Anyway, where was I before I was unexpectedly overcome by gastro- outrage? Oh yes.

Travelogue, Northern France. History, Norman Conquest, Britains relationship with Medieval Normandy.

Erik Satie museum Honfleur

Honfluer, as well as being a favoured destination for artist’s like Monet, is the home of the eccentric composer Erik Satie. Saties house (now a museum) is among the narrow back streets lined by the half- timbered Venacular houses we were beginning to see everywhere and one of Monet’s muses.

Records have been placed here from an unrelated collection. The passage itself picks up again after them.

PR #873, opened 2019-12-09
Update links to Tera documentation

Enet4:
I noticed that the links to the Tera docs are a bit different at the moment, probably since version 1.0 came out. This PR should make them work again.


Keats:
Thanks!

PR #882, opened 2019-12-16
tera to v1.0.0

erasin:
update tera to 1.0.0


Keats:
Thanks for that but that's already done in the `next` branch!

Issue #871, opened 2019-12-08
zola should warn/error on empty links


Keats:
When writing a post about something that isn't live yet, I typically write something like `[this site]()` and forget to fill the link 100% of the time.

This kind of link is pretty much never wanted so it is likely it should be an error, even in `zola build`. This forces people to actually put something (even `TODO`) that gets picked up by `zola check`.

It could also be only a warning but we do not really have this kind of content warning right now. Is there anyone using `[..]()` by choice?

zbrox:
I quickly looked into this. I wasn't sure what the preferred approach would be or how to return a warning per se. 

Would something like this be ok?

https://github.com/zbrox/zola/commit/e17bfff10a8941be6a4d0b09c39a3a0de58199e8

aslowwriter:
I see there is a merged PR for this issue, should it still be open? if so what still needs work?

Keats:
That should be fixed yes

PR #884, opened 2019-12-19
Detect empty links on markdown rendering and issue an error

zbrox:
Referencing #871

Sanity check:

## Code changes

### DIFF
--- a/components/rendering/src/markdown.rs
+++ b/components/rendering/src/markdown.rs
@@ -242,6 +242,10 @@ pub fn markdown_to_html(content: &str, context: &RenderContext) -> Result<Render
 
                         Event::Start(Tag::Image(link_type, src, title))
                     }
+                    Event::Start(Tag::Link(link_type, link, title)) if link.is_empty() => {
+                        error = Some(Error::msg("There is a link that is missing a URL"));
+                        Event::Start(Tag::Link(link_type, "#".into(), title))
+                    }
                     Event::Start(Tag::Link(link_type, link, title)) => {
                         let fixed_link = match fix_link(
                             link_type,
--- a/components/rendering/tests/markdown.rs
+++ b/components/rendering/tests/markdown.rs
@@ -852,3 +852,24 @@ fn leaves_custom_url_scheme_untouched() {
 
     assert_eq!(res.body, expected);
 }
+
+#[test]
+fn stops_with_an_error_on_an_empty_link() {
+    let content = r#"[some link]()"#;
+
+    let tera_ctx = Tera::default();
+    let config = Config::default();
+    let permalinks_ctx = HashMap::new();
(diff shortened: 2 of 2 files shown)


components/rendering/src/markdown.rs
```diff
@@ -242,6 +242,10 @@ pub fn markdown_to_html(content: &str, context: &RenderContext) -> Result<Render
 
                         Event::Start(Tag::Image(link_type, src, title))
                     }
+                    Event::Start(Tag::Link(link_type, link, title)) if link.is_empty() => {
+                        error = Some(Error::msg("There is a link that is missing a URL"));
```
Keats, line 246: Can we add the link type/title to the error message?

zbrox: I actually had it with the title in the message initially but for some reason the `title` variable there is an empty string. I didn't have more time to look into it. My initial guess was that maybe the Markdown parser is not properly parsing a link without a URL.

Keats: ah interesting, I'll see if I can reproduce it and open an issue on pulldown-cmark

Keats:
A bit late but can you add a test for that?

zbrox:
> A bit late but can you add a test for that?

Yeah, sure. I'll look into that.

components/rendering/src/markdown.rs
zbrox: @Keats did you manage to reproduce it? Is it really an issue or did I misunderstand something?

components/rendering/tests/markdown.rs
```diff
@@ -852,3 +852,24 @@ fn leaves_custom_url_scheme_untouched() {
...
+        &config,
+        "https://vincent.is/",
+        &permalinks_ctx,
+        InsertAnchor::None,
+    );
+
+    let res = render_content(content, &context);
+
+    assert!(res.is_err());
+}
```
zbrox, line 878: @Keats I was not terribly creative with the test. Should I test for something else other than erring out?

components/rendering/src/markdown.rs
Keats: I haven't tried yet, I'll check when I have time

components/rendering/tests/markdown.rs
Keats: You can check that the description contains the expected string

Keats:
Thanks!

components/rendering/src/markdown.rs
Keats: Ah nevermind, `title` is `[I'm an inline-style link with title](https://www.google.com "Google's Homepage")` Google's Homepage. It looks like you don't get the link text in the event

Issue #782, opened 2019-08-22
Try using hyper instead of actix for webserver


Keats:
To see if it helps in terms of compilation time/number of deps (on `next` branch)

See https://www.reddit.com/r/rust/comments/ctlt16/thoughts_on_rust_bloat/exnrn0i/

southerntofu:
If we're worrying about compilation time, dependencies and final binary size, how about using [feature flags](https://www.worthe-it.co.za/programming/2018/11/18/compile-time-feature-flags-in-rust.html) so users can compile only the features they need? It could look like [this](https://github.com/southerntofu/zola/tree/serve_feature_flag).

The default feature flags for the crate can include all features so users running `cargo install zola` would get all features out-of-the-box. `cargo build --release --no-default-features` opts out of optional features, passing an additional --features flag reenables individual features.

Other possible candidates for feature flags:

- zola check
- SASS support
- elasticlunr search index
- image processing

Keats:
That's not really the issue, zola is not distributed on crates.io so the speedup is only for people working on the code itself or for package managers building from scratch and in that case features would be more annoying than anything since they would all be enabled everytime.

ghost:
As mentioned in that reddit thread, is using [cobalt's serve.rs](https://github.com/cobalt-org/cobalt.rs/blob/master/src/bin/cobalt/serve.rs) an option? Not too familiar with how zola has been doing static serving but cobalt's solution seems easily extendable/modifiable.

Keats:
That's probably the first thing to try yes. That and tiny-http which might be ok too

samford:
I've been thinking about this exact topic for some time (after upgrading Zola's Actix version to 1.0) and had intended to create an issue to discuss it but I wanted to create a proof of concept first and never found the time.  It's good to see that the idea's getting some traction.

My thought was that Zola already includes Hyper because the reqwest crate is used in the `link_checker` component (which depends on Hyper), so switching from Actix seems like it would be clearly beneficial with respect to dependency count, compile time, and binary size.  The downside is that you generally have to write more lines of code with Hyper compared to Actix (e.g., static file serving in Actix is basically one line but you have to implement it yourself with Hyper, as seen in Cobalt's serve.rs).

[...]

PR #889, opened 2019-12-20
chore: Update actix to 2.0

igor-raits:
Signed-off-by: Igor Gnatenko <i.gnatenko.brain@gmail.com>


Keats:
There is actually someone working on removing actix from Zola and using hyper directly since we already use reqwest to lower the dependency count. Thanks for that anyway!

igor-raits:
@Keats do you have some link to that work?

Keats:
https://github.com/getzola/zola/issues/782#issuecomment-565773815

PR #910, opened 2020-01-03
Further refine the slugification story

### LINKED ISSUE #768: Underscores in slugs get converted to hyphen-minus and other slugification issues

chris-morgan:
https://github.com/getzola/zola/issues/768#issuecomment-570557713 is the discussion and source of what I’ve done in this commit.

The work included in here:

- Stop stripping any characters from paths or anchors: none of the restrictions are fundamentally valid, and they prevent realistic uses.

- Split slugify_paths into slugify_paths and slugify_anchors, and change anchors to using slugify_anchors.

- Turn slugify_paths off by default, and ensure that all the documentation is consistent about this (it wasn’t).

One potentially controversial part of this is ceasing turning spaces into underscores in anchors with slugify_anchors off. I consider that a legitimate slugification scheme, and contrary to the declared intent of `slugify_anchors = false`. I think it’s best left to the future where we can specify `slugify_anchors = "Spaces_to_underscores"` or similar. (Because there are further variants of it.)

Fixes #768.

### DIFF
--- a/CHANGELOG.md
+++ b/CHANGELOG.md
@@ -5,8 +5,8 @@
 ### Breaking
 - Remove `toc` variable in section/page context and pass it to `page.toc` and `section.toc` instead so they are
 accessible everywhere
-- [Slugification](https://en.wikipedia.org/wiki/Slug_(web_publishing)#Slug) of page paths is now optional. By default, every path will be slugified as it is happening right now.
-To keep non-ASCII characters,  set `slugify_paths = true` in your config.
+- [Slugification](https://en.wikipedia.org/wiki/Slug_(web_publishing)#Slug) of page paths is no longer performed by default.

On a later visit to Bayeux, the back streets were strikingly similar to the Shambles at York. Tall half-timbered, gabled ended buildings with shops at ground level, leaning over narrow cobbled streets.

We had a few favourite destinations, places that became geographical markers stored in the sat nav should we get lost. Saint-Pierre-Sur-Dive was one of these. It’s not a large town, around 4000 residents with a town square, 11th Century market hall and highly rated weekly market as most towns in Normandy do, but it is perhaps the one I will remember the most. Turning onto the road to the town centre, the unmistakable Roman like red roof with chunky spires topping imposing cream stone square towers of the 12th century Benedictine Abbey, rise up among the urban buildings like a magnificent artisan loaf straight from the oven.

Travelogue, Northern France. History, Norman Conquest, Britains relationship with Medieval Normandy.

York Minster

It was a sight quite enough to feed the spiritually deprived heart of a heathen such as myself to bursting point. There is no doubting the awe inspiring effect of religious buildings, it is after all the point of them with all those arches, towers and vaulted ceilings pointing in the general direction of redemption. You would have to be a very cold fish not to experience a brief shimmer of religious fervour when you stumble across one, even if you are a heathen.

Saint- Pierre- Sur- Dive was also the place I first saw the kind of building that looked like it had been plucked from a once fashionable Parisian suburban street. Illogically thin, the shabby chic detached house was four storeys tall, with attic rooms and elegant, shuttered windows fronted by ornate ironwork with the Benedictine Abbey looming behind and the bland modern Lidl just round the corner. I could never pass it without humming songs from ‘Gigi’.

Falaise was another of our sat nav saviours. It’s the ancient seat of the Dukes of Normandy and the home of William the Conqueror, his castle and statue perched on the top of a steep grass bank just off the town centre. Falaise castle holds various medieval themed events in the summer and includes an interactive 3D virtual tour using ipad technology. By holding up the ipad and rotating it round the rooms, sensors project an image of what the original architecture (pre renovation) and decoration looked like. Something for bored kids, the history lover and the IT anorak!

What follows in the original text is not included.